O artigo 3º, § 4º, por exemplo, estipula: “Para fins de reconhecimento, a autoridade ou instituição responsável manterá, sobre o falecido: a. os dados relativos à características gerais; b. a identificação; c. as fotos do corpo; d. a ficha datiloscópica; e. o resultado da necropsia, se efetuada; f. outros dados julgados pertinentes”. Mas no ICB as partes de diferentes corpos misturam-se, sem qualquer identificação, o que cria problemas éticos e legais.
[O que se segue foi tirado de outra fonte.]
Issue #916, opened 2022-12-12
[Improvement]: Too many Full GC after starting AMS


XBaith:
### Search before asking

- [X] I have searched in the [issues](https://github.com/NetEase/arctic/issues?q=is%3Aissue) and found no similar issues.

### What would you like to be improved?

I think too many resident objects are saved in the old generation, which leads to frequent full gc, especially when AMS is just started

![image](https://user-images.githubusercontent.com/54210725/206969226-8181fc90-7dfd-42f7-8a0a-46d79d55232b.png)

- AMS run with 10G heap memory in docker
- Handle 1253 tables
```
VM Flags:
Non-default VM flags: -XX:CICompilerCount=4 -XX:GCLogFileSize=10485760 -XX:InitialHeapSize=2147483648 -XX:+ManagementServer -XX:MaxHeapSize=10737418240 -XX:MaxNewSize=5368709120 -XX:MinHeapDeltaBytes=524288 -XX:NewRatio=1 -XX:NewSize=1073741824 -XX:NumberOfGCLogFiles=10 -XX:OldSize=1073741824 -XX:+PrintGC -XX:+PrintGCDetails -XX:+PrintGCTimeStamps -XX:SurvivorRatio=3 -XX:+UseCompressedClassPointers -XX:+UseCompressedOops -XX:+UseFastUnorderedTimeStamps -XX:+UseGCLogFileRotation -XX:+UseParallelGC 
Command line:  -Dlog.home=/usr/local/ams/arctic-0.4.0-SNAPSHOT/logs -Dlog.dir=/usr/local/ams/arctic-0.4.0-SNAPSHOT/logs -Duser.dir=/usr/local/ams/arctic-0.4.0-SNAPSHOT -Xloggc:/usr/local/ams/arctic-0.4.0-SNAPSHOT/logs/gc.log -XX:+UseGCLogFileRotation -XX:NumberOfGCLogFiles=10 -XX:GCLogFileSize=10M -Xms2048m -Xmx10240m -XX:MaxPermSize=128m -verbose:gc -XX:+PrintGCDetails -Dcom.sun.management.jmxremote -Dcom.sun.management.jmxremote.ssl=false -Dcom.sun.management.jmxremote.authenticate=false -XX:NewRatio=1 -XX:SurvivorRatio=3
```
Improve AMS corresponding efficiency, reduce full gc times.

### Are you willing to submit PR?

- [ ] Yes I am willing to submit a PR!

### Code of Conduct

[...]

PR #963, opened 2022-12-23
[ARCTIC-955][ARCTIC-916] Load sequence number once in optimize plan

### LINKED ISSUE #955: [Bug]: Optimize status hangs in pending and minor

XBaith:

Avoid scanning holl tables in each partition to reduce heap memory. 
fix #955 issue 1 and decrease full gc times (mentioned in #916  )

## Brief change log

In some cases, tables have more than a hundred thousand partitions (12 months and 16 bucket sizes), and scanning the table per partition will be very expensive. Actually we only need to load the current file and sequence number mapping in one optimized plan.

## How was this patch tested?

## Documentation


XBaith:
cc @wangtaohz @hzluting

wangtaohz:
Thanks for your work! 
And I think it will bring a significant performance improvement when planning with many partitions.

ams/ams-server/src/main/java/com/netease/arctic/ams/server/optimize/TableOptimizeItem.java
```diff
@@ -440,7 +441,10 @@ public void updateTableOptimizeStatus() {
               getIcebergMinorPlan(fileScanTasks, -1, System.currentTimeMillis(), partitionIsRunning);
           List<BaseOptimizeTask> minorTasks = minorPlan.plan();
           // pending for minor optimize
-          if (CollectionUtils.isNotEmpty(minorTasks)) {
+          if (CollectionUtils.isNotEmpty(minorTasks) && TableOptimizeStatusUtil.in(
```
wangtaohz, line 444: It may be related to this issue https://github.com/NetEase/arctic/issues/959, we'd better discuss it under this issue, and then put a new PR to fix it.

wangtaohz (approved):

“É muito estranho esse zelo repentino dos dirigentes do Departamento de Anatomia em 2010”, critica Cerqueira, lembrando que duas publicações dos estudantes — O Bisturi, do curso de Medicina, e Alta Rotação, da Odontologia — denunciaram, em 2008, o problema das peças anatômicas. Além disso, já em 2006 um abaixo-assinado firmado por 194 estudantes, que pedia providências para a situação, foi entregue ao então chefe do Departamento, mas arquivado após o “ciente” do destinatário.
Quanto à atitude da CJ, Cerqueira protesta: “Não consigo entender como a CJ, sem antes fazer qualquer apuração, sem receber meu ponto de vista, já estabelece uma pena”. Segundo o professor, esse modo de agir lembra uma passagem da obra Alice no País das Maravilhas, de Lewis Carrol, em que a desvairada personagem Rainha de Copas, questionada por Alice sobre por que razão mandara “cortar cabeças” sem o devido processo, respondeu-lhe: “Primeiro a condenação e depois o processo”.
Procurado pelo Informativo Adusp para comentar o caso, o diretor do ICB enviou a seguinte declaração, por intermédio de sua secretária: “O professor Rui Curi pediu para informá-lo de que este assunto está sendo analisado em um Processo Administrativo Disciplinar com respaldo jurídico da CJ, não podendo nesse momento dar qualquer entrevista”.